Working the numbers has become such an obsession, that we forget that the markets are meant to facilitate the mainstream economies……and “the street” is not the be all and end all of the game on both sides of the “pond”.

Posted by Keltmpoh | Report as abusive

The plan doesn’t pass the common sense test. It asks extremely risk-averse commercial banks to assume a “hedge fund” / high risk carry trade in an environment where they’re not deploying cash to anyone. Sure, sovereigns could force feed their own banks to the trade, but that’s a small percentage of the total sovereign financing need. When a commercial bank does take the trade, its stock is quickly hammered in the market, and shareholders lose, perhaps significantly. Shareholders aren’t public philanthropists. Won’t work.

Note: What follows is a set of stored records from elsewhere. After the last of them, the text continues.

PR #4134, opened 2024-08-15
(i)set: ifssun ; iset: ifex(|d|g)

benjub:
FYI @jkingdon : I think it was important to add ifex(|d|g), even though you indicated in the index that you had let it on the side. It may help remove decidability hypotheses in some usages of ifcld(a)cd, but I haven't looked.

### DIFF
--- a/iset-discouraged
+++ b/iset-discouraged
@@ -318,7 +318,7 @@ New usage of "bdsepnfALT" is discouraged (0 uses).
 New usage of "bj-axempty" is discouraged (0 uses).
 New usage of "bj-axempty2" is discouraged (0 uses).
 New usage of "bj-axemptylem" is discouraged (2 uses).
-New usage of "bj-charfunALT" is discouraged (0 uses).
+New usage of "bj-charfundcALT" is discouraged (0 uses).
 New usage of "bj-el2oss1o" is discouraged (0 uses).
 New usage of "bj-nn0sucALT" is discouraged (0 uses).
 New usage of "bj-nndcALT" is discouraged (0 uses).
@@ -422,7 +422,7 @@ Proof modification of "bj-axun2" is discouraged (47 steps).
 Proof modification of "bj-bdfindes" is discouraged (121 steps).
 Proof modification of "bj-bdfindis" is discouraged (84 steps).
 Proof modification of "bj-bdfindisg" is discouraged (44 steps).
-Proof modification of "bj-charfunALT" is discouraged (194 steps).
+Proof modification of "bj-charfundcALT" is discouraged (194 steps).
 Proof modification of "bj-d0clsepcl" is discouraged (111 steps).
 Proof modification of "bj-dcstab" is discouraged (19 steps).
 Proof modification of "bj-el2oss1o" is discouraged (23 steps).
--- a/iset-discouraged
+++ b/iset-discouraged
@@ -318,6 +318,7 @@ New usage of "bdsepnfALT" is discouraged (0 uses).
 New usage of "bj-axempty" is discouraged (0 uses).
 New usage of "bj-axempty2" is discouraged (0 uses).
 New usage of "bj-axemptylem" is discouraged (2 uses).
+New usage of "bj-charfunALT" is discouraged (0 uses).
 New usage of "bj-el2oss1o" is discouraged (0 uses).
 New usage of "bj-nn0sucALT" is discouraged (0 uses).
 New usage of "bj-nndcALT" is discouraged (0 uses).
@@ -421,6 +422,7 @@ Proof modification of "bj-axun2" is discouraged (47 steps).
 Proof modification of "bj-bdfindes" is discouraged (121 steps).
 Proof modification of "bj-bdfindis" is discouraged (84 steps).
 Proof modification of "bj-bdfindisg" is discouraged (44 steps).
+Proof modification of "bj-charfunALT" is discouraged (194 steps).
 Proof modification of "bj-d0clsepcl" is discouraged (111 steps).
 Proof modification of "bj-dcstab" is discouraged (19 steps).
 Proof modification of "bj-el2oss1o" is discouraged (23 steps).
--- a/mmil.raw.html
+++ b/mmil.raw.html
@@ -1875,7 +1875,7 @@ csbifgOLD</TD>
 
 <TR>
   <TD>ifid</TD>
-  <TD>~ ifiddc</TD>
+  <TD>~ ifidss , ~ ifiddc</TD>
 </TR>
 
 <TR>
--- a/mmil.raw.html
+++ b/mmil.raw.html
@@ -1848,7 +1848,7 @@ is double negation elimination.</TD>
 
 <TR>
 <TD>ifclda</TD>
-<TD>~ ifcldacd</TD>
+<TD>~ ifcldadc</TD>
 </TR>
 
 <TR>
@@ -1885,7 +1885,7 @@ csbifgOLD</TD>
 
 <TR>
   <TD>ifcl , ifcld</TD>
-  <TD>~ ifcldcd , ~ ifcldacd</TD>
+  <TD>~ ifcldcd , ~ ifcldadc</TD>
 </TR>
 
 <TR>
--- a/mmil.raw.html
+++ b/mmil.raw.html
@@ -1903,11 +1903,6 @@ favor of theorems in deduction form.</TD>
 </TR>
 
 <TR>
-  <TD>ifex , ifexg</TD>
-  <TD>~ ifcldcd , ~ ifcldadc</TD>
-</TR>
-
-<TR>
   <TD>ifpr</TD>
   <TD><I>none</I></TD>
   <TD>Should be provable if the condition is decidable.</TD>
--- a/mmil.raw.html
+++ b/mmil.raw.html
@@ -1848,7 +1848,7 @@ is double negation elimination.</TD>
 
 <TR>
 <TD>ifclda</TD>
-<TD>~ ifcldadc</TD>
+<TD>~ ifcldacd</TD>
 </TR>
 
 <TR>
@@ -1885,7 +1885,7 @@ csbifgOLD</TD>
 
 <TR>
   <TD>ifcl , ifcld</TD>
-  <TD>~ ifcldcd , ~ ifcldadc</TD>
+  <TD>~ ifcldcd , ~ ifcldacd</TD>
 </TR>
 
 <TR>


iset.mm
```diff
@@ -30751,11 +30768,11 @@ intersection or the difference (that is, this theorem would be equality
   $}
 
   ${
-    ifcldadc.1 $e |- ( ( ph /\ ps ) -> A e. C ) $.
-    ifcldadc.2 $e |- ( ( ph /\ -. ps ) -> B e. C ) $.
-    ifcldadc.dc $e |- ( ph -> DECID ps ) $.
+    ifcldacd.1 $e |- ( ( ph /\ ps ) -> A e. C ) $.
```
jkingdon, line 30771: What are you thinking with this naming? `ifcldadc` is `ifclda` from set.mm plus `dc`. I've often wondering whether it should be `ifcldcda` but I don't know where `ifcldacd` is coming from.

iset.mm
```diff
@@ -39258,6 +39275,30 @@ rather than an implication (but the two are equivalent by ~ bm1.3ii ),
       VHABVFBJZVTVHWDVTTVFVGRZVGVFRZTVHWDWEVTWFVFBUQVGVFURVAVFVGUSUTVBVCVDVE $.
   $}
 
+  $( Existence of a conditional set, quantitative version (closed form).
+     (Contributed by BJ, 15-Aug-2024.) $)
+  ifexg $p |- ( ( A e. V /\ B e. W ) -> if ( ph , A , B ) e. ~P ( A u. B ) ) $=
```
jkingdon, line 39280: I wouldn't call these `ifexg`, `ifexd`, and `ifex`, both because of "Theorems which are different [between set.mm and iset.mm] should be named differently" from https://us.metamath.org/ileuni/conventions.html but also because it is a pretty well established convention in both set.mm and iset.mm that `ex` means set existence, not some flavor of closure (or whatever the word is for `e. ~P ( A u. B )` as opposed to `e. _V`).

I realize that you wanted the stronger theorem to prove `fmelpw1o`, which does seem like a noble goal, but a name like `ifpw` or `ifelpw` would seem fine. Also, given the limited usage of these, I think we probably just need one (the `g` or `d` one, I don't have much of an opinion between those two) rather than three.

Separately, it would be fine to have `ifex` and `ifexd` stated exactly as in set.mm. As far as I could tell from git logs, I didn't have any reason for leaving them out other than that the set.mm proof doesn't work as-is and I didn't have a need for them (well, that I noticed - as you pointed out in the description of this pull request there might be places they could shorten some existing proofs).

iset.mm
```diff
@@ -152516,14 +152557,45 @@ which membership in it is a bounded proposition ( ~ df-bdc ).
       ZADFKZBCLTAUABCHMBCDSFSNOPACESGQR $.
   $}
 
+  $( With a formula ` ph ` one can associate an element of ` ~P 1o ` , which
+     can therefore be thought of as the set of "truth values" (but recall that
+     there are no other genuine truth values than ` T. ` and ` F. ` , by
+     ~ nndc , which translate to ` 1o ` and ` (/) ` respectively by ~ iftrue
+     and ~ iffalse , giving ~ pwtrufal ).  (Contributed by BJ, 15-Aug-2024.) $)
+  fmelpw1o $p |- if ( ph , 1o , (/) ) e. ~P 1o $=
```
jkingdon, line 152565: We'd also be able to prove `if ( ph , 1o , (/) ) = { x e. 1o | ph }`, right?

(Not a blocking comment, and no need to add it to this pull request unless you want, just an observation).

iset.mm
benjub: I'm not sure what happened in my mind... I'm going to revert !

jkingdon: I could try to guess what happened (`ifcldadc` is a bit of a strange name), but reverting sounds fine.

iset.mm
benjub: Ok, I'm going to change the labels. Do you have some proposals ? Maybe ifsspw(|d|g) ?

Then, I'll prove the standard form of ifex(|d|g) from them.

I had chosen the same labels, because to me, this was almost the same as existence: when existence is needed, it is often of the for `... e. V ` where ` V ` is a metavariable, so any version of existence would do.

"Quantitative" versions are  nice because they permit to work inside various kinds of universes: if you have a universe closed under unions and powersets, then you have existence in that universe.

iset.mm
benjub: We may also add it indeed. With `fmelpw1o`, I wanted to expose $\mathcal{P}1$ as a particularly important set.

set.mm
```diff
@@ -427517,18 +427526,18 @@ it can be understood as claiming either uniqueness ( ` E* ` ) or unique
...
-       however, ` |- A e. _V ` is used rather than ` |- A e. V ` (e.g.,
-       ~ difexi ). This is because ` A e. _V ` is almost always satisfied using
-       an existence theorem stating "... ` e. _V `", and a hard-coded ` _V ` in
+       variable if ` V ` is not available) to make it more general.  That way
+       we can often avoid extra uses of ~ elex and ~ syl in the common case
+       where ` I ` is already a member of something.  For hypotheses
+       ($e statement) of theorems (mostly in inference form), however,
+       ` |- A e. _V ` is used rather than ` |- A e. V ` (e.g., ~ difexi ).
+       This is because ` A e. _V ` is almost always satisfied using an
+       existence theorem stating " ` ... e. _V ` ", and a hard-coded ` _V ` in
```
avekens, line 427540: Hm, the "symbol" ` ... ` does not mean "ellipsis", but is a "notation for a contiguous finite set of integers". Therefore, I am not sure to include it in the Metamath expression.

There are already cases in set.mm, however, which use ` ... ` as ellipsis in Methamath expressions, e.g., in the header comment of "Class abstractions":

>  1.  The axiomatic statement ~ df-clab does not define the class
>      abstraction ` { y | ph } ` itself, that is, it does not have the form
>      ` |- { y | ph } = ... ` that a standard definition should have (for a good...

And ´this does not look bad in HTML:
grafik

Therefore, I have no objections against this change, although I think the previous version was also acceptable:
grafik

benjub: You're right: I noticed too that "semantically", using "..." as a math symbol in the sense of an ellipsis is not correct, but as you write, it's better typographically, and it's only in comments, where the meaning is clear.

In the present case, you're right that there is no big change between both versions.  In more complex formulas, as a general rule I try to avoid "switching from text-mode to math-mode" back and forth, e.g.,
`` ( 3 ` x.` 4 ) ` +. ` ... ` +. ` 2 ``
instead of simply
`` ` ( 3 x. 4 ) +. ... +. 2 ` ``.

iset.mm
benjub: Done. I chose to add the deduction version only, but I think the other versions (closed form and inference form) could have been added too. In general, I think we should not shy away from adding these forms: currently, the more limited library of lemmas in iset.mm makes it harder (at least for me) to prove things than in set.mm, because the proof assistant "matches" fewer possibilities (I mean: the `IMPROVE ALL` of `MM-PA` or the `Ctrl+U` of `mmj2` are less likely to finish the proof for you).

iset.mm
benjub: Done. I added the general instance of that theorem.

iset.mm
benjub: Done.

avekens (approved):

set.mm
avekens: Maybe we can add this kind of usage to the comment of ` cfz $a class ... $. `, for example

> $( Extend class notation to include the notation for a contiguous finite set of integers.  Read " ` M ... N ` " as "the set of integers from ` M ` to ` N ` inclusive."  Within comments, this symbol is also used as ellipsis, e.g., `` ` ( 3 x. 4 ) +. ... +. 2 ` ``. $)

icecream17 (approved):

set.mm
benjub: Good idea. Done.

benjub:
(Sorry, I shouldn't keep adding independent minor commits after approvals... I'm done.)

set.mm
```diff
@@ -458949,8 +458949,8 @@ Positive operators (cont.)
     pjima.1 $e |- A e. SH $.
     pjima.2 $e |- B e. CH $.
     $( The image of a projection.  Lemma 5 in Daniel Lehmann, "A presentation
-       of Quantum Logic based on an _and then_ connective"
-       ~ http://www.arxiv.org/pdf/quant-ph/0701113 p. 20.  (Contributed by NM,
+       of Quantum Logic based on an _and then_ connective",
+       ~ https://doi.org/10.48550/arXiv.quant-ph/0701113 .  (Contributed by NM,
```
icecream17, line 458953: deletes page 20?

icecream17 (approved):

set.mm
benjub: Yes. It's more standard to cite that way ("Lemma 5 of [xxx]") and the page is unnecessary (it is also less stable than the lemma number, now that a given paper can be available in various formats).

jkingdon:
> (Sorry, I shouldn't keep adding independent minor commits after approvals... I'm done.)

Agreed. I probably shouldn't have even suggested that as a possibility.

I'll try to look over this pull request at some point but it is a lot to try to keep up with.

benjub:
> > (Sorry, I shouldn't keep adding independent minor commits after approvals... I'm done.)
> 
> Agreed. I probably shouldn't have even suggested that as a possibility.

No no, I was not referring to your remark, which was useful: I was referring to my minor typographical commits, which could have waited another MR.
 
> I'll try to look over this pull request at some point but it is a lot to try to keep up with.

Thanks. Actually, since your first approval, there is little real change.

iset.mm
jkingdon: There isn't any intentional divergence between iset.mm and set.mm on this point. If it is a frequently used theorem, it is fine to have multiple forms.

set.mm
jkingdon: Oh, I didn't know arxiv had that issue too. It is very much an issue with the HoTT book, which has been available in different formats (with different page numbers, but the same theorem numbers) from the start.

jkingdon:
> > I'll try to look over this pull request at some point but it is a lot to try to keep up with.
> 
> Thanks. Actually, since your first approval, there is little real change.

Kind of irrelevant now, but I had never approved it until now.

jkingdon (approved):

set.mm
benjub: Well, maybe I wasn't precise enough: if you select a given version of the arXiv preprint and a given format, say PDF, then the page does not change. But you now you have html versions a newer preprints, where page numbers make no sense, and you may also land via internet search on the journal version, which will most probably have different page numbers, while the lemma/proposition/theorem number is more likely (if the author did put the corrected version on the arXiv) to be the same.
Anyway, these are minor details.

jkingdon: Ah got it, somewhat similar results but due to different mechanisms (in the HoTT Book case, the scripts literally generate multiple formats - PDFs with different page sizes - from the same LaTeX source).

Issue #3483, opened 2023-09-15
Contribution principles


jkingdon:
Managing a collaborative project such as metamath involves, among other things, acknowledging contributions and we have a variety of ways of doing that. This has led to quite a variety of different perspectives and uncertainty about how to proceed in a number of contexts. Some of what I say here was prompted by specific things which happened recently but others have been vexing me (and probably others) for much longer.

My proposal is to write down a few things (e.g. about git logs and the contributor list at the top of set.mm) which I think were clear in some people's minds but maybe not everyone. But also to write a list of principles, on the theory that if we have at least some level of shared understanding about what we are trying to achieve, perhaps that will make it a bit easier for the specific conventions to be applied or refined than if we just have conventions alone.

I suppose if we decide we want this text it would go in CONTRIBUTING.md but whether there is some other place is also up for discussion.

> We acknowledge people who contribute to these proofs in various ways, including
comments on each theorem, statements on the web site, git logs, and others.

> Although there are conventions relating to many of these, they are guided
by some principles:

> 1. We want to make everyone who contributes to metamath to feel appreciated.
This goes double for new contributors! In many cases, their experiences
upon attempting their first submission will determine whether they continue
to participate.

> 2. Although we want every contributor to be acknowledged in some way, where
and how this is done is more flexible.  In some cases contribution
will be mentioned along with the text or proofs that was contributed,
in others it will be in separate historical records.

> 3. A lot of people have built set.mm and iset.mm, going back decades, and
this is worth celebrating! From lists of people to graphical visualizations,
we love showing off our current and past contributors.

> Mechanisms:

> * There is a contributor list at the top of set.mm and iset.mm.
If you find someone with a Contributed, Revised by, or Proof shortened
by line who is not in the contributor list, either it is a mistake
or they are so far undercover that their identity must remain as
an easter egg to be discovered.

> * The git history.  This is the most historical of our records, but is
also hard to revise if something confusing happened during merging.
For that reason if a submission is going to be accepted and then revised,
it is usually better either for the original author to make the
revisions, or merge the original pull request followed a separate pull
request (possibly from a different person) with the revisions.
By "hard to revise" we mean the only practical way to change git history,
once a change has been merged, is to make a commit reverting
that change, followed by another one with new content or different
authorship.

> * The Contributed by, Revised by, and Proof shortened by comments are described
in the Metamath book and https://us.metamath.org/mpeuni/conventions-comments.html

> * The Metamath 100 list gives an author or a small list next to each
[...]

PR #4139, opened 2024-08-18
Move ifexd to Main.

benjub:
* Minor shortening of iset/cnstab.
* Move ifexd to Main and minimize ifexg with it, as announced in https://github.com/metamath/set.mm/pull/4130#discussion_r1719654644

### DIFF
--- a/changes-set.txt
+++ b/changes-set.txt
@@ -115,6 +115,7 @@ Date      Old       New         Notes
 18-Aug-24 reldmprds [same]      revised - compatibility with new df-prds
 18-Aug-24 df-prds   [same]      revised - fixed the comp part
 18-Aug-24 difexd    [same]      moved from SN's mathbox to main set.mm
+18-Aug-24 ifexd     [same]      moved from SN's mathbox to main set.mm
 13-Aug-24 syl6rbb   bitr2di     compare to bitr2i or bitr2d
 12-Aug-24 disjdifr  [same]      moved from TA's mathbox to main set.mm
  7-Aug-24 tdeglem4  [same]      revised - eliminated unnecessary antecedent


icecream17 (approved):

avekens:
>     * Move ifexd to Main and minimize ifexg with it, as announced in [illustrate "Projective spaces" section header #4130 (comment)](https://github.com/metamath/set.mm/pull/4130#discussion_r1719654644)

Are ther other prrof which can be shortened using ifexd?

avekens (approved):

tirix (approved):

avekens (changes requested):
Ups, I forgot something: the movement should be documented in changes-set.txt

benjub:
> Ups, I forgot something: the movement should be documented in changes-set.txt

It's in the commit message, which is what matters for tracking history. It's not breaking anything in Main, so no need to edit the `changes` file.

avekens:
> > Ups, I forgot something: the movement should be documented in changes-set.txt
> 
> It's in the commit message, which is what matters for tracking history. It's not breaking anything in Main, so no need to edit the `changes` file.

It is an established practice for a long time that theorems which were moved from (at least other's) maxboxes to main are documented in changes-set.txt (see, for example, https://groups.google.com/g/metamath/c/dGW5v81srRY/m/-u_Qq1YCAwAJ in the Google group). I do not know the exact reason for it (anymore), but I think it was to give a hint for the mathbox owner why a theorem seems to be missing in his mathbox. Looking up the git history for such changes is very tedious, escpecially because we have a single file set.mm with an enormous amount of changes.

Unfortunately, this seems not to be documented anywhere (neither in changes-set.txt itself nor in set.mm - here we only have "For a chronological list of changes to label names and label deletions, see the changes-set.txt file.  This should help if you have a proof not checked into the main repository and want to update it for recent changes").

icecream17:
since I know that it was moved I'm indifferent to this change

avekens:
This rule is also mentioned in the proposed "Contribution principles" by @jkingdon , see issue #3483.

jkingdon:
> It is an established practice for a long time that theorems which were moved from (at least other's) maxboxes to main are documented in changes-set.txt

Yeah, I've just taken it for granted that this happens. I don't really know if there has been a lot of discussion on it (I don't remember any).

benjub:
So... we're just following a rule because it's a rule even though we do not know why it exists ?

avekens (approved):
Thanks!

tirix:
> So... we're just following a rule because it's a rule even though we do not know why it exists ?

I think the rule is _really_ useful for renames like `syl6bbr` to `bitr4di`. It's also useful when a theorem is renamed at the same time as it is moved to main. In both cases, in order to adapt pending changes to the changes already in the `develop` branch.

Other than that, I find it entertaining and interesting to see _which_ theorems are moved to main (e.g. there is a big recent trend to move deduction variants), but I don't think it's absolutely necessary.

The table and the rule must have originated from the time when Git was not used yet and there was no change tracking. Git makes it less useful for sure.

PR #4141, opened 2024-08-19
Intuitionize finite products from fprodser to fprodshft

jkingdon:
The biggest difference from set.mm is that using `seq` for finite sets involves significant adjustments (typically an additional `if` expression and related changes). Some of these proofs make those adjustments. Others replace a proof using `seq` with one which performs induction using the product notation directly.

For proofs which hadn't used `seq` they intuitionize pretty straightforwardly.

### DIFF
--- a/mmil.raw.html
+++ b/mmil.raw.html
@@ -9311,6 +9311,12 @@ intuitionistic and it is lightly used in set.mm</TD>
 </tr>
 
 <tr>
+  <td>fproddiv</td>
+  <td><i>none</i></td>
+  <td>presumably could be proved with not equal changed to apart</td>
+</tr>
+
+<tr>
   <td>fprodsplit</td>
   <td>~ fprodsplitdc</td>
 </tr>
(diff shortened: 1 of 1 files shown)


tirix (approved):

iset.mm
```diff
@@ -124272,6 +124272,528 @@ seq n ( x. ,
...
+      VHULZXEUVNBUVJVHVKWGWNWOWPWQWRWSWT $.
+  $}
+
+  ${
+    $d K j k $.  $d M j k $.  $d N j k $.  $d Z k $.  $d ph j k $.
+    fprodeq0.1 $e |- Z = ( ZZ>= ` M ) $.
+    fprodeq0.2 $e |- ( ph -> N e. Z ) $.
+    fprodeq0.3 $e |- ( ( ph /\ k e. Z ) -> A e. CC ) $.
+    fprodeq0.4 $e |- ( ( ph /\ k = N ) -> A = 0 ) $.
+    $( Anything finite product containing a zero term is itself zero.
```
avekens, line 124755: Anything -> Any?

jkingdon: Fixed in both set.mm and iset.mm.

avekens (approved):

Posted by sarkozyrocks | Report as abusive


There are many who view the wonton printing of money as heresy. They call for the gold standard which by its very nature limits the money supply. There is a major fault with this argument: There is not enough gold to go around.

Think about what a central bank does. It creates (prints) money that facilitates transactions. As the economy grows, more money is needed. What is a sovereign bank to do? Tax the populace to get money to buy more gold so they can print more money? Not very efficient. And what is other countries have a gold standard? The accommodate everyone, the price of gold will go through the roof. This causes banks to impose more taxes to get the money to buy the gold…..

You get the idea. The gold standard is not the answer.